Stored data
PR #820, opened 2020-09-29
PARQUET-1917: Don't write values for oneOf fields that aren't set

dossett:
https://issues.apache.org/jira/browse/PARQUET-1917

### Jira

- [X] My PR addresses the following [Parquet Jira](https://issues.apache.org/jira/browse/PARQUET-1917/) issues and references them in the PR title. 

### Tests

### Commits

### Documentation

### DIFF
--- a/parquet-protobuf/src/main/java/org/apache/parquet/proto/ProtoWriteSupport.java
+++ b/parquet-protobuf/src/main/java/org/apache/parquet/proto/ProtoWriteSupport.java
@@ -337,6 +337,12 @@ public class ProtoWriteSupport<T extends MessageOrBuilder> extends WriteSupport<
         List<FieldDescriptor> fieldDescriptors = messageDescriptor.getFields();
         for (FieldDescriptor fieldDescriptor : fieldDescriptors) {
           FieldDescriptor.Type type = fieldDescriptor.getType();
+
+          //For a field in a oneOf that isn't set don't write anything
+          if (fieldDescriptor.getContainingOneof() != null && !pb.hasField(fieldDescriptor)) {
+            continue;
+          }
+
           if (!fieldDescriptor.isRepeated() && FieldDescriptor.Type.MESSAGE.equals(type) && !pb.hasField(fieldDescriptor)) {
             continue;
           }
--- a/parquet-protobuf/src/test/java/org/apache/parquet/proto/ProtoWriteSupportTest.java
+++ b/parquet-protobuf/src/test/java/org/apache/parquet/proto/ProtoWriteSupportTest.java
@@ -22,6 +22,7 @@ import com.google.protobuf.Message;
 import org.apache.hadoop.conf.Configuration;
 import org.apache.hadoop.fs.Path;
 import org.junit.Test;
+import static org.junit.Assert.*;
 import org.mockito.InOrder;
 import org.mockito.Mockito;
 import org.apache.parquet.io.api.Binary;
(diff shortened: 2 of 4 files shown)


parquet-protobuf/src/main/java/org/apache/parquet/proto/ProtoWriteSupport.java
```diff
@@ -337,6 +337,12 @@ private void writeAllFields(MessageOrBuilder pb) {
         List<FieldDescriptor> fieldDescriptors = messageDescriptor.getFields();
         for (FieldDescriptor fieldDescriptor : fieldDescriptors) {
           FieldDescriptor.Type type = fieldDescriptor.getType();
+
+          //For a field in a oneOf that isn't set don't write anything
+          if (fieldDescriptor.getContainingOneof() != null && !pb.hasField(fieldDescriptor)) {
+            continue;
+          }
```
dossett, line 344: Maybe this approach is too simplistic, but it does seem like exactly the behavior needed.

belugabehr: What about the read side?  Is there going to be any issue there?  Currently a value is always written, so there is a value to read.  Now that value is missing.

dossett: @belugabehr That's a great question.  Everything seems ok when I tested it out locally. I wrote some data out to a parquet file with this change, read the data back into protobuf messages, and then wrote the data back to a second parquet file.  The two parquet files were identical, so everything round tripped successfully.  

I am struggling a bit to write unit tests for this case, but that's probably me getting up the parquet API learning curve.

dossett: To be clear, I will try to add tests for this to my PR.

belugabehr:
Thanks for the collaboration here.

For the unit tests you are using Java 'assert' functions.  It is required to use the JUnit Assert methods (look at other tests for reference).

belugabehr:
Please add a test for setting field 1 and not setting field 2.  Since setting the fields should reset the values for all other fields in the 'oneof' field, it could be possible that field 2, set to '0', would clear the value of the first field.  If it just so happens that Parquet is loading the fields in the order they are defined, field 2 would be last and would overwrite all the previous values, so we don't really understand here what is happening to those fields.

dossett:
Great feedback as always @belugabehr !

parquet-protobuf/src/test/java/org/apache/parquet/proto/ProtoWriteSupportTest.java
```diff
@@ -913,4 +918,62 @@ public void testMessageWithExtensions() throws Exception {
...
+
+    TestProto3.OneOfTestMessage.Builder msgBuilder3 = TestProto3.OneOfTestMessage.newBuilder();
+    msgBuilder3.setFirst(42);
+    TestProto3.OneOfTestMessage theMessageFirstSet = msgBuilder3.build();
+
+    //Write them out and read them back
+    Path tmpFilePath = TestUtils.writeMessages(theMessage, theMessageNothingSet, theMessageFirstSet);
+    List<TestProto3.OneOfTestMessage> gotBack = TestUtils.readMessages(tmpFilePath, TestProto3.OneOfTestMessage.class);
+
+    //First message
```
belugabehr, line 964: Bit of a nit here, but if you find yourself putting in comments like "this is test 1, this is test 2, this is test 3, etc." that is a clear sign that you need to break the test into multiple test methods.

If a test fails, it will be much easier to figure out exactly what broke instead of having to step through all this code.  It also ensure that the tests are testing what is intended and that there aren't any side-effects/artifacts of the other test scenarios interfering.

dossett:
@gszadovszky Tagging you on this PR per discussion in the dev list.  If you approve the change I will also clean up the new tests a bit per David's comments.  Thanks!

gszadovszky:
@dossett, it looks good to me. Let me wait for @belugabehr's approval then I'll approve and push this.

belugabehr (approved):

belugabehr:
I looked at the unit test again, it's fine as-is.  +1

Thanks.

gszadovszky (approved):

dossett:
Thank you both!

* Task instructions: Reproduce the data verbatim, line for line.

* Problem solution:
PR #820, opened 2020-09-29
PARQUET-1917: Don't write values for oneOf fields that aren't set

dossett:
https://issues.apache.org/jira/browse/PARQUET-1917

### Jira

- [X] My PR addresses the following [Parquet Jira](https://issues.apache.org/jira/browse/PARQUET-1917/) issues and references them in the PR title. 

### Tests

### Commits

### Documentation

### DIFF
--- a/parquet-protobuf/src/main/java/org/apache/parquet/proto/ProtoWriteSupport.java
+++ b/parquet-protobuf/src/main/java/org/apache/parquet/proto/ProtoWriteSupport.java
@@ -337,6 +337,12 @@ public class ProtoWriteSupport<T extends MessageOrBuilder> extends WriteSupport<
         List<FieldDescriptor> fieldDescriptors = messageDescriptor.getFields();
         for (FieldDescriptor fieldDescriptor : fieldDescriptors) {
           FieldDescriptor.Type type = fieldDescriptor.getType();
+
+          //For a field in a oneOf that isn't set don't write anything
+          if (fieldDescriptor.getContainingOneof() != null && !pb.hasField(fieldDescriptor)) {
+            continue;
+          }
+
           if (!fieldDescriptor.isRepeated() && FieldDescriptor.Type.MESSAGE.equals(type) && !pb.hasField(fieldDescriptor)) {
             continue;
           }
--- a/parquet-protobuf/src/test/java/org/apache/parquet/proto/ProtoWriteSupportTest.java
+++ b/parquet-protobuf/src/test/java/org/apache/parquet/proto/ProtoWriteSupportTest.java
@@ -22,6 +22,7 @@ import com.google.protobuf.Message;
 import org.apache.hadoop.conf.Configuration;
 import org.apache.hadoop.fs.Path;
 import org.junit.Test;
+import static org.junit.Assert.*;
 import org.mockito.InOrder;
 import org.mockito.Mockito;
 import org.apache.parquet.io.api.Binary;
(diff shortened: 2 of 4 files shown)


parquet-protobuf/src/main/java/org/apache/parquet/proto/ProtoWriteSupport.java
```diff
@@ -337,6 +337,12 @@ private void writeAllFields(MessageOrBuilder pb) {
         List<FieldDescriptor> fieldDescriptors = messageDescriptor.getFields();
         for (FieldDescriptor fieldDescriptor : fieldDescriptors) {
           FieldDescriptor.Type type = fieldDescriptor.getType();
+
+          //For a field in a oneOf that isn't set don't write anything
+          if (fieldDescriptor.getContainingOneof() != null && !pb.hasField(fieldDescriptor)) {
+            continue;
+          }
```
dossett, line 344: Maybe this approach is too simplistic, but it does seem like exactly the behavior needed.

belugabehr: What about the read side?  Is there going to be any issue there?  Currently a value is always written, so there is a value to read.  Now that value is missing.

dossett: @belugabehr That's a great question.  Everything seems ok when I tested it out locally. I wrote some data out to a parquet file with this change, read the data back into protobuf messages, and then wrote the data back to a second parquet file.  The two parquet files were identical, so everything round tripped successfully.  

I am struggling a bit to write unit tests for this case, but that's probably me getting up the parquet API learning curve.

dossett: To be clear, I will try to add tests for this to my PR.

belugabehr:
Thanks for the collaboration here.

For the unit tests you are using Java 'assert' functions.  It is required to use the JUnit Assert methods (look at other tests for reference).

belugabehr:
Please add a test for setting field 1 and not setting field 2.  Since setting the fields should reset the values for all other fields in the 'oneof' field, it could be possible that field 2, set to '0', would clear the value of the first field.  If it just so happens that Parquet is loading the fields in the order they are defined, field 2 would be last and would overwrite all the previous values, so we don't really understand here what is happening to those fields.

dossett:
Great feedback as always @belugabehr !

parquet-protobuf/src/test/java/org/apache/parquet/proto/ProtoWriteSupportTest.java
```diff
@@ -913,4 +918,62 @@ public void testMessageWithExtensions() throws Exception {
...
+
+    TestProto3.OneOfTestMessage.Builder msgBuilder3 = TestProto3.OneOfTestMessage.newBuilder();
+    msgBuilder3.setFirst(42);
+    TestProto3.OneOfTestMessage theMessageFirstSet = msgBuilder3.build();
+
+    //Write them out and read them back
+    Path tmpFilePath = TestUtils.writeMessages(theMessage, theMessageNothingSet, theMessageFirstSet);
+    List<TestProto3.OneOfTestMessage> gotBack = TestUtils.readMessages(tmpFilePath, TestProto3.OneOfTestMessage.class);
+
+    //First message
```
belugabehr, line 964: Bit of a nit here, but if you find yourself putting in comments like "this is test 1, this is test 2, this is test 3, etc." that is a clear sign that you need to break the test into multiple test methods.

If a test fails, it will be much easier to figure out exactly what broke instead of having to step through all this code.  It also ensure that the tests are testing what is intended and that there aren't any side-effects/artifacts of the other test scenarios interfering.

dossett:
@gszadovszky Tagging you on this PR per discussion in the dev list.  If you approve the change I will also clean up the new tests a bit per David's comments.  Thanks!

gszadovszky:
@dossett, it looks good to me. Let me wait for @belugabehr's approval then I'll approve and push this.

belugabehr (approved):

belugabehr:
I looked at the unit test again, it's fine as-is.  +1

Thanks.

gszadovszky (approved):

dossett:
Thank you both!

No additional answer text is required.